I think you’re running into the fact that geographic areas with less than 100,000 people are not identified in the samples. PUMAs are the smallest geographies you can get all of the microdata for.
Thanks for the response. Would it not show the county ID if a record does show the PUMA #? Some of these missing county IDs are for counties that did have populations over 100,000 in 2010 in case that matters.
We only identify COUNTYFIP if the following criteria are met (from our COUNTYFIP variable description):
it was coterminous with a single SEA, county group, or PUMA; or
it contained multiple SEAs, county groups, or PUMAs, none of which extended into other counties.

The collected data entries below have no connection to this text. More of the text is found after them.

PR #32902, opened 2022-09-29
py-sphinxcontrib-bibtex: new version 2.5.0

sethrj:
2.4 seems to have issues with sphinx-rtd and sphinx 5.1:
```
AttributeError: 'Text' object has no attribute 'rawsource'
```


adamjstewart:
> 2.4 seems to have issues with sphinx-rtd and sphinx 5.1:

Can you change the depends_on or add conflicts or something to document this?

adamjstewart (changes requested):
Missing dep:
```
importlib_metadata>=3.6; python_version < '3.10'
```

adamjstewart:
Ping @sethrj

sethrj:
Sorry @adamjstewart , I set up this PR while trying to analyze some results on a deadline and couldn't address the feedback earlier.

> Can you change the depends_on or add conflicts or something to document this?

Would this look like `conflicts('py-sphinx-rtd-theme', when='@:2.4  ^py-sphinx@5:')`? i.e. it conflicts when in the same dependency tree as rtd while using sphinx  5? And, like with all conflicts, I can state the exact configuration that failed and can *guess* at the generalized version, but I can't prove that I'm getting the conflict exactly right.

adamjstewart:
Where exactly does the conflict arise? Is the issue that sphinxcontrib-bibtex 2.4 doesn't work for sphinx 5, or that sphinx-rtd-theme doesn't work for sphinx 5, or what? What's the full stack trace?

sethrj:
> Where exactly does the conflict arise? Is the issue that sphinxcontrib-bibtex 2.4 doesn't work for sphinx 5, or that sphinx-rtd-theme doesn't work for sphinx 5, or what? What's the full stack trace?

When using all three together, one of them emits a piece of code with a callback that another doesn't like. If you've written your own docutils/sphinx extensions before you know what I mean: it's nigh impossible to tell which package is at fault. I can try to reproduce, but I don't really think it's worth blocking the version update—it's unlikely anyone will ever run into that error again.

adamjstewart (approved):

adamjstewart:
@spackbot run pipeline

PR #32903, opened 2022-09-29
py-ipython: add 8.5.0 and py-win-unicode-console: new package

manuelakuhn:
https://github.com/ipython/ipython/tree/8.5.0
https://github.com/Drekin/win-unicode-console/tree/0.5

Also fix old dependencies.

Version 3.1.0 and 2.3.1 do not build (also before this PR). What should we do with those?

### DIFF
--- a/var/spack/repos/builtin/packages/py-ipython/package.py
+++ b/var/spack/repos/builtin/packages/py-ipython/package.py
@@ -15,6 +15,11 @@ class PyIpython(PythonPackage):
     pypi = "ipython/ipython-7.18.1.tar.gz"
     git = "https://github.com/ipython/ipython"
 
+    # "IPython.kernel" was deprecated for py-ipython@:7 and fails to import, leave
+    # out of "import_modules" to ensure that import tests pass.
+    # for py-ipython@8: "IPython.kernel" was removed
+    skip_modules = ["IPython.kernel"]
+
     version("8.5.0", sha256="097bdf5cd87576fd066179c9f7f208004f7a6864ee1b20f37d346c0bcb099f84")
     version("8.0.1", sha256="ab564d4521ea8ceaac26c3a2c6e5ddbca15c8848fd5a5cc325f960da88d42974")
     version("7.31.1", sha256="b5548ec5329a4bcf054a5deed5099b0f9622eb9ea51aaa7104d215fece201d8c")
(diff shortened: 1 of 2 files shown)


adamjstewart:
> Version 3.1.0 and 2.3.1 do not build (also before this PR). What should we do with those?

Deprecate.

var/spack/repos/builtin/packages/py-ipython/package.py
```diff
@@ -35,43 +45,55 @@ class PyIpython(PythonPackage):
...
-    def import_modules(self):
-        modules = super(__class__, self).import_modules
+    def skip_modules(self):
 
         if self.spec.satisfies("@8:"):
-            return modules
+            return []
 
         # 'IPython.kernel' is deprecated and fails to import, leave out of
         # 'import_modules' to ensure that import tests pass.
```
adamjstewart: Trying to understand this logic. In IPython 7 and older, IPython.kernel was deprecated, so we skip that import. But in IPython 8 it is no longer deprecated and imports fine? Or it no longer exists so there's no reason to skip it? Maybe we can just always skip it if it's the latter.

manuelakuhn: `IPython.kernel` no longer exists in newer version, that's why the test pass now without skipping of modules. The idea behind the distinction between version was to modify `import_modules` as little as possible.

adamjstewart: Let's just always return `IPython.kernel`, not returning anything when it doesn't exist seems like an unnecessary step. Alternatively, we can only skip it after it becomes deprecated.

manuelakuhn: Done.

adamjstewart (dismissed):

var/spack/repos/builtin/packages/py-ipython/package.py
```diff
@@ -35,43 +45,50 @@ class PyIpython(PythonPackage):
...
+        "py-win-unicode-console@0.5:",
+        when="@5:7.9 ^python@:3.5 platform=windows",
+        type=("build", "run"),
+    )
 
-        return [i for i in modules if not any(map(i.startswith, ignored_imports))]
+    # "IPython.kernel" was deprecated for py-ipython@:7 and fails to import, leave
+    # out of "import_modules" to ensure that import tests pass.
+    # for py-ipython@8: "IPython.kernel" was removed
+    skip_modules = ["IPython.kernel"]
```
adamjstewart: Can we move this to the top? Maybe below `git`?

adamjstewart (approved):

PR #32906, opened 2022-09-29
Add aws-ofi-nccl library

bvanessen:
Added a package for the aws-ofi-nccl plug-in from to enable NCCL to use libfabric communication library as a network provider.

### DIFF
--- a/var/spack/repos/builtin/packages/aws-ofi-nccl/package.py
+++ b/var/spack/repos/builtin/packages/aws-ofi-nccl/package.py
@@ -19,8 +19,8 @@ class AwsOfiNccl(AutotoolsPackage):
 
     version("master", branch="master", default=True)
 
-    variant("enable-trace", default=False, description="Enable printing trace messages")
-    variant("disable-tests", default=False, description="Disable build of tests")
+    variant("trace", default=False, description="Enable printing trace messages")
+    variant("tests", default=False, description="Build tests")
 
     depends_on("libfabric")
     depends_on("cuda")
@@ -44,6 +44,8 @@ class AwsOfiNccl(AutotoolsPackage):
         spec = self.spec
         args = []
 
+        # Always set configure's external paths to use the Spack
+        # provided dependencies
         args.extend(
             [
                 "--with-libfabric={0}".format(spec["libfabric"].prefix),
@@ -53,10 +55,7 @@ class AwsOfiNccl(AutotoolsPackage):
             ]
         )
 
-        if "+enable-trace" in self.spec:
-            args.append("--enable-trace")
-
-        if "+disable-tests" in self.spec:
-            args.append("--disable-tests")
+        args.extend(self.enable_or_disable('trace'))
+        args.extend(self.enable_or_disable('tests'))
 
         return args
--- a/var/spack/repos/builtin/packages/aws-ofi-nccl/package.py
+++ b/var/spack/repos/builtin/packages/aws-ofi-nccl/package.py
@@ -32,7 +32,7 @@ class AwsOfiNccl(AutotoolsPackage):
 
     # To enable this plug-in to work with NCCL add it to the LD_LIBRARY_PATH
     def setup_run_environment(self, env):
-        aws_ofi_nccl_home = self.spec["aws-ofi-nccl"].prefix
+        aws_ofi_nccl_home = self.spec.prefix
         env.append_path("LD_LIBRARY_PATH", aws_ofi_nccl_home.lib)
 
     # To enable this plug-in to work with NCCL add it to the LD_LIBRARY_PATH
--- a/var/spack/repos/builtin/packages/aws-ofi-nccl/package.py
+++ b/var/spack/repos/builtin/packages/aws-ofi-nccl/package.py
@@ -1,0 +1,62 @@
+# Copyright 2013-2022 Lawrence Livermore National Security, LLC and other
+# Spack Project Developers. See the top-level COPYRIGHT file for details.
+#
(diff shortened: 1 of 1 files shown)


var/spack/repos/builtin/packages/aws-ofi-nccl/package.py
```diff
@@ -0,0 +1,62 @@
...
+    def configure_args(self):
+        spec = self.spec
+        args = []
+
+        args.extend(
+            [
+                "--with-libfabric={0}".format(spec["libfabric"].prefix),
+                "--with-cuda={0}".format(spec["cuda"].prefix),
+                "--with-nccl={0}".format(spec["nccl"].prefix),
+                "--with-mpi={0}".format(spec["mpi"].prefix),
```
tldahlgren, line 54: Have you considered using the `with_or_without` helper (see https://spack.readthedocs.io/en/latest/build_systems/autotoolspackage.html#activation-value)?

var/spack/repos/builtin/packages/aws-ofi-nccl/package.py
```diff
@@ -0,0 +1,62 @@
...
+            ]
+        )
+
+        if "+enable-trace" in self.spec:
+            args.append("--enable-trace")
+
+        if "+disable-tests" in self.spec:
+            args.append("--disable-tests")
```
tldahlgren: You could also use `enable_or_disable` for (simplified) versions of these variants (see https://spack.readthedocs.io/en/latest/build_systems/autotoolspackage.html#enable-or-disable).

var/spack/repos/builtin/packages/aws-ofi-nccl/package.py
```diff
@@ -0,0 +1,62 @@
...
+    libfabric as a network provider while running NVIDIA's NCCL based
+    applications."""
+
+    homepage = "https://github.com/aws/aws-ofi-nccl"
+    git = "https://github.com/aws/aws-ofi-nccl.git"
+    url = "https://github.com/aws/aws-ofi-nccl.git"
+
+    maintainers = ["bvanessen"]
+
+    version("master", branch="master", default=True)
```
tldahlgren, line 20: Confirmed this branch exists.

tldahlgren (commented):
LGTM though the code could be tightened by using some of the `AutotoolsPackage` helpers.  Let me know if you want the package merged as-is.

var/spack/repos/builtin/packages/aws-ofi-nccl/package.py
bvanessen: @tldahlgren I didn't know about those options, so thanks for the pointers, but I believe that we should always set these since they are not actually optional dependences and they should always use the spack versions.

var/spack/repos/builtin/packages/aws-ofi-nccl/package.py
bvanessen: @tldahlgren Done.

var/spack/repos/builtin/packages/aws-ofi-nccl/package.py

PUMAs have a minimum population threshold of 100,000 people, and sometimes, a county with a population over 100,000 must be merged with an adjacent county if the adjacent county has less than 100k population and can’t be merged with another county to meet that threshold.
In your example, PUMA 1600 does nest within part of Scott County, Minnesota; but PUMA 1700 contains the remaining part of Scott County AND Carver County. Since PUMA 1600 isn’t coterminous with Scott County’s boundary and since 1700 extends beyond Scott County, we do not identify Scott County in the microdata.
Users are welcome to assign their own county codes to the microdata using a different methodology than the one we use. We provide links to the PUMA composition files here.
Dave Van Riper
IPUMS Research Scientist
Thanks Dave… I was thinking that what you wrote might be the situation I was facing. Does IPUMS have documentation of the approaches it uses (like what you described) that I can access?
I don’t have specific documentation related to our methodology, but I can give you some basic pointers on how we did our county identification.
- Use IPUMS NHGIS to get the following data file:
** Dataset: 2010_SF1a
** Geog level: Census block
** Data table: P1. Total Population
- This data file will have geographic identifiers for state, county and 2010 PUMA
- Summarize this dataset by State, County, and PUMA, creating a total population count for each unique combination of these three geographic identifiers
- If a particular PUMA has one and only record in the summarized dataset, then you know that PUMA nests within a county
** This is how you could assign a county code to Minnesota 1600
- We then processed the summarized dataset to determine which counties are identified
I think this will start you in a good direction.
Dave, thanks for the description of your methodology. That and the prior email now give me a good understanding of the county field in IPUMS tables.